**ABOUT THIS EXERCISE**
Some lines hold the string "philipptrenz". Copy all of them from the material that follows.

**GIVEN RECORDS**
PR #2034, opened 2025-04-09
New Security Profile Selection UX flow

### LINKED ISSUE #1993: Improve Security Profile settings UI flow
Philipp has updated the design to separate the password and profile settings.
(Double check that the password setting is indeed a separate path, and isn't stored as a JSON array value in the profile setting.)

MikeTrahearn-Qinetic:
Added new Security Profile Selection UX Flow
Tested to work as expected with Cerbo.
No additional DBUS APIs required.
Fixes #1993


components/dialogs/SecurityProfileConfirmationDialog.qml
```diff
@@ -0,0 +1,79 @@
...
+		verticalAlignment: Label.AlignVCenter
+		horizontalAlignment: Label.AlignHCenter
+		font.pixelSize: Theme.font_size_body2
+		wrapMode: Text.Wrap
+		fontSizeMode: Text.Fit
+		text: {
+			if (root.currentPassword.length) {
+				switch (root.pendingProfile) {
+				case VenusOS.Security_Profile_Secured:
+					//% "• Local network services are password protected\n• The network communication is encrypted\n• A secure connection with VRM is enabled\n• Insecure settings cannot be enabled"
```
chriadam, line 63: nitpick, I'd prefer "\u2022" rather than copy-pasting the actual unicode character, it's more self-documenting.

components/dialogs/SecurityProfilePasswordDialog.qml
```diff
@@ -0,0 +1,158 @@
...
+
+	Component.onCompleted: resetValidation()
+
+	property string password
+
+	function valiate() : bool {
+
+		root.password = ""
+
+		if(firstPassword.length < 8) {
```
chriadam, line 29: code style nit, missing space between if and (

components/dialogs/SecurityProfilePasswordDialog.qml
```diff
@@ -0,0 +1,158 @@
...
+				echoMode: TextInput.Password
+
+				// As soon as the input in any input field changes,
+				// the borderColors turns back to blue and the red passwordHint turns invisible.
+				onTextEdited: root.resetValidation()
+
+				// When Return/Enter key is pressed (and as per current behaviour onFocusLost),
+				// the passwords shall be validated
+				onAccepted: root.acceptButton?.clicked()
+				onActiveFocusChanged: if(!focus) root.valiate()
```
chriadam, line 139: typo: should be validate()

pages/settings/PageSettingsAccessAndSecurity.qml
```diff
@@ -84,28 +84,18 @@ Page {
 					{ display: qsTrId("settings_access_service"), value: VenusOS.User_AccessType_Service, readOnly: true },
 				]
 				validatePassword: (index, password) => {
-					if ((index === 0 || index === 1) && password === "ZZZ") {
-						return Utils.validationResult(VenusOS.InputValidation_Result_OK)
-					}
-					//% "Incorrect password"
-					return Utils.validationResult(VenusOS.InputValidation_Result_Error, qsTrId("settings_access_incorrect_password"))
-				}
+									  if ((index === 0 || index === 1) && password === "ZZZ") {
```
chriadam, line 87: nitpick: doesn't need the added indentation, I think

pages/settings/PageSettingsAccessAndSecurity.qml
```diff
@@ -128,91 +118,88 @@ Page {
...
+												 // use an empty password for the unsecure profile
+												 "SetPassword": (profile === VenusOS.Security_Profile_Unsecured ? "" : password),
+												 "SetSecurityProfile": profile
+											 }
+											 // NOTE: this restarts the webserver when changed
+											 securityApi.setValue(JSON.stringify(object))
+
+											 // This guards the wasm version to trigger a reload even if the reply isn't received.
+											 BackendConnection.securityProtocolChanged()
+											 // Global.pageManager.popPage()
```
chriadam, line 195: should this be commented out?

pages/settings/PageSettingsAccessAndSecurity.qml
```diff
@@ -277,7 +264,7 @@ Page {
 
 				// Cannot log out from GX devices, VRM or Unsecured profile with no password
 				preferredVisible: Qt.platform.os === "wasm" && !BackendConnection.vrm
-						 && securityProfile.dataItem.value !== VenusOS.Security_Profile_Unsecured
+								  && securityProfile.dataItem.value !== VenusOS.Security_Profile_Unsecured
```
chriadam, line 267: nitpick: intentional indentation change?

pages/settings/PageSettingsAccessAndSecurity.qml
MikeTrahearn-Qinetic: I can remove it, but it will come back again when I routinely clean up my indentation.

pages/settings/PageSettingsAccessAndSecurity.qml
MikeTrahearn-Qinetic: I'm going to put it back in, but... we'll see how they like it.

pages/settings/PageSettingsAccessAndSecurity.qml
MikeTrahearn-Qinetic: As with all indentations - done by the formatter. Habitual due to not spending needless time fighting it.

MikeTrahearn-Qinetic:
Updated and pushed for any additional review.

philipptrenz:
Hi @MikeTrahearn-Qinetic & @chriadam, I tested the UI using the WASM version and have the following observations:
- The "Change GX Password" modal looks nice!
- Also the check for matching passwords looks good
- The check for matching passwords seems to be triggered with any mouse click, including clicking into the second input field or the Cancel button. This leads to unnecessarily shown error messages. Please make sure, it's only triggered on "Confirm" button click
- After confirming the password, shortly before browser reload, a blue toast is shown stating "Page will automatically reload in 5 seconds" while it actually happens in a fraction of a second. Please either wait the 5 seconds or just reload the page instantly without the toast
- Even after setting a new GX password, changing the security profile is always rejected with the "Changing the security profile not possible - No GX password has been assigned yet"

MikeTrahearn-Qinetic:
Validation of the password is now only done on the Confirm Button click

MikeTrahearn-Qinetic:
@philipptrenz 
Please note that as per existing behaviour, the GUI does not store the password; there is no API to get the current password (or at least that it was set) either. There has been no change to the behaviour of the aforementioned security api in regard to sending an empty string for the password when the mode is _Unsecured_ (2). Please could you discuss internally and decide if a persisted password needs to be available at the UI (not recommended) or how the API might be changed to accommodate the new "requirements" potentially imposed by your new UI flow.

MikeTrahearn-Qinetic:
"Even after setting a new GX password, changing the security profile is always rejected with the "Changing the security profile not possible - No GX password has been assigned yet"
@philipptrenz could confirm then exact reproduction steps noting the statement earlier: _"the GUI does not store the password"_ and consider this in your internal discussion about the matter.

MikeTrahearn-Qinetic:
@philipptrenz The Page Reload Toast has been removed as requested.

MikeTrahearn-Qinetic:
@philipptrenz Please pull the associated branch for this change for the updates as of 19/04/2025.

philipptrenz:
Dear @MikeTrahearn-Qinetic, 

thanks, I will look into it and discuss with the team. 

So from what I understand: In order to truly separate security profile and GX password changes, the following additional (or replacement) functions would be required in the API:

1. Request to set a GX password, independently from a security profile change
2. Reques to set a Security profile, independently from a GX password change
3. Request whether a GX password is currently assigned

Can you please confirm?

MikeTrahearn-Qinetic:
@philipptrenz The new UI design indeed does agree with your assessment and rather suggests that changing the security profile and changing the password are separate activities - that could be done in different Gui-v2 sessions even.
Therefore, your summary of the requirements is correct.

In an idea situation we need (numbered as per your previous points):
1. an API to set the password (value type: string) (there is no need for the UI to know what the password is, just the ability to call .setValue("<newpassword>") on the VeQuickItem. Once this has been called, the security profile should be changeable without also sending a password.
2. a **new** API to set the security profile (type: integer, no password required, could fail (ok) if no password set if required. The UI should prevent this case with the appropriate warning popups so long as we have 3. below:
3. an API to get the status of the password having been set (value type: boolean, readonly)

You _might_ consider keeping the existing security profile API (which takes a JSON string) for backwards compatibility with other systems. A compromise here would be to use the existing security profile API and we still set a JSON string, but you make it able to cope with no password being sent and either pass or fail based on one having _been_ set previously with the new API as per 1.

Note that 1. and 3. could be combined if the password were made readable as a string to avoid additional API, but I didn't want to request visibility of the actual password seeing as we don't actually need to know what it is, only that one was set.

Once this is in place, you should be able set a password. shut down guy-v2, restart guy-v2 and then change the security profile without entering a password as one has been set already in the OS.

chriadam:
Obsoleted by https://github.com/victronenergy/gui-v2/pull/2097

**ANSWER TO THIS PROBLEM**
philipptrenz:
@philipptrenz 
@philipptrenz could confirm then exact reproduction steps noting the statement earlier: _"the GUI does not store the password"_ and consider this in your internal discussion about the matter.
@philipptrenz The Page Reload Toast has been removed as requested.
@philipptrenz Please pull the associated branch for this change for the updates as of 19/04/2025.
philipptrenz:
@philipptrenz The new UI design indeed does agree with your assessment and rather suggests that changing the security profile and changing the password are separate activities - that could be done in different Gui-v2 sessions even.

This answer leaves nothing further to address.